Get_backend() returns undefined even when NCCL is available

Hi,

I’m currently using torchrun to do distributed training.

I use init_process_group() without any parameters in my code since it can automatically pick the backend based on the device type of my current environment: Distributed communication package - torch.distributed — PyTorch 2.7 documentation

My current environment has GPUs and I can see it being properly used with NCCL based on the NCCL logs generated by the NCCL_DEBUG env var.

Problem: However, torch.distributed.get_backend() still returns ‘undefined’ even when the lazy initialization is done and the use of NCCL is so clear in my code. I also tried to manually put the default process group as its input parameter but it still returns the same. It only returns nccl when I explicitly set init_process_group('nccl').

Question: Is this an expected behavior? How can I detect which backend torch is using if I use init_process_group with no parameter?

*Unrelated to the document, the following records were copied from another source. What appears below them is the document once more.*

PR #3100, opened 2024-12-13
Update create.go to handle namespace isolation

sofsms:
## Description

If the users on the cluster are namespace scoped they will not have permission to list environments from other namespaces. As you removed the Namespace variable from createEnvironmentFromCmd the m.Namespace will always be the default. This will not allow users to use fission cli to create environments

Fixes #

## Checklist:

### DIFF
--- a/pkg/fission-cli/cmd/environment/create.go
+++ b/pkg/fission-cli/cmd/environment/create.go
@@ -64,16 +64,7 @@ func (opts *CreateSubCommand) complete(input cli.Input) error {
 // run write the resource to a spec file or create a fission CRD with remote fission server.
 // It also prints warning/error if necessary.
 func (opts *CreateSubCommand) run(input cli.Input) (err error) {
-	m := opts.env.ObjectMeta
-
-	envList, err := opts.Client().FissionClientSet.CoreV1().Environments(input.String(flagkey.Namespace)).List(input.Context(), metav1.ListOptions{})
-	if err != nil {
-		return err
-	} else if len(envList.Items) > 0 {
-		console.Verbose(2, "%d environment(s) are present in the %s namespace.  "+
-			"These environments are not isolated from each other; use separate namespaces if you need isolation.",
-			len(envList.Items), m.Namespace)
-	}
+	//m := opts.env.ObjectMeta
 
 	userDefinedNS, currentNS, err := opts.GetResourceNamespace(input, flagkey.NamespaceEnvironment)
 	if err != nil {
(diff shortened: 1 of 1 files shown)


sanketsudake:
@mergifyio rebase

pkg/fission-cli/cmd/environment/create.go
```diff
@@ -66,7 +66,7 @@ func (opts *CreateSubCommand) complete(input cli.Input) error {
 func (opts *CreateSubCommand) run(input cli.Input) (err error) {
 	m := opts.env.ObjectMeta
 
-	envList, err := opts.Client().FissionClientSet.CoreV1().Environments(m.Namespace).List(input.Context(), metav1.ListOptions{})
+	envList, err := opts.Client().FissionClientSet.CoreV1().Environments(input.String(flagkey.Namespace)).List(input.Context(), metav1.ListOptions{})
```
sanketsudake, line 69: This is not correct patch IMO. 

Namespace population should happen through  complete function, where we setup environment structure.
run just checks if if already exists, they tries to resolve it. 
We follow same approach in function/create.go

```
func (opts *CreateSubCommand) complete(input cli.Input) error {
	env, err := createEnvironmentFromCmd(input)
	if err != nil {
		return err
	}
	opts.env = env
	return nil
}
```

sanketsudake:
```
diff --git a/pkg/fission-cli/cmd/environment/create.go b/pkg/fission-cli/cmd/environment/create.go
index caa6a552..63b7def7 100644
--- a/pkg/fission-cli/cmd/environment/create.go
+++ b/pkg/fission-cli/cmd/environment/create.go
@@ -64,24 +64,22 @@ func (opts *CreateSubCommand) complete(input cli.Input) error {
 // run write the resource to a spec file or create a fission CRD with remote fission server.
 // It also prints warning/error if necessary.
 func (opts *CreateSubCommand) run(input cli.Input) (err error) {
-       m := opts.env.ObjectMeta
+       userDefinedNS, currentNS, err := opts.GetResourceNamespace(input, flagkey.NamespaceEnvironment)
+       if err != nil {
+               return fv1.AggregateValidationErrors("Environment", err)
+       }
+       // we use user provided NS in spec. While creating actual record we use the current context's NS.
+       opts.env.ObjectMeta.Namespace = userDefinedNS

-       envList, err := opts.Client().FissionClientSet.CoreV1().Environments(m.Namespace).List(input.Context(), metav1.ListOptions{})
+       envList, err := opts.Client().FissionClientSet.CoreV1().Environments(opts.env.ObjectMeta.Namespace).List(input.Context(), metav1.ListOptions{})
        if err != nil {
                return err
        } else if len(envList.Items) > 0 {
                console.Verbose(2, "%d environment(s) are present in the %s namespace.  "+
                        "These environments are not isolated from each other; use separate namespaces if you need isolation.",
-                       len(envList.Items), m.Namespace)
+                       len(envList.Items), opts.env.ObjectMeta.Namespace)
        }

-       userDefinedNS, currentNS, err := opts.GetResourceNamespace(input, flagkey.NamespaceEnvironment)
-       if err != nil {
-               return fv1.AggregateValidationErrors("Environment", err)
-       }
-       // we use user provided NS in spec. While creating actual record we use the current context's NS.
-       opts.env.ObjectMeta.Namespace = userDefinedNS
-
        // if we're writing a spec, don't call the API
        // save to spec file or display the spec to console
        if input.Bool(flagkey.SpecDry) {
```

Above would help probably, just reordering statements.

sofsms: Fixed :)

sanketsudake:
@sofsms Please fix formatting as lint is failing

sofsms:
> @sofsms Please fix formatting as lint is failing

Done

sanketsudake (approved):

I guess this is expected as the backend was undefined during the PG creation and I don’t see where it’s being updated (code). CC @kwen2501 in case the backend is supposed to be updated after the init call selects the default one for the corresponding device.

1 Like

Yes, that’s expected – at init, no backend was tied to the Process Group in your case.
The collective works because PyTorch will try to find a backend for the device identified by your tensor.
The no-parameter init is more for a case where your program need to perform collectives on multiple device types, e.g. “cuda” and “cpu”. Thus, when get_backend() is queried, it does not know one because it is “floating”.

3 Likes

Thanks for the explanation, @kwen2501 and @ptrblck!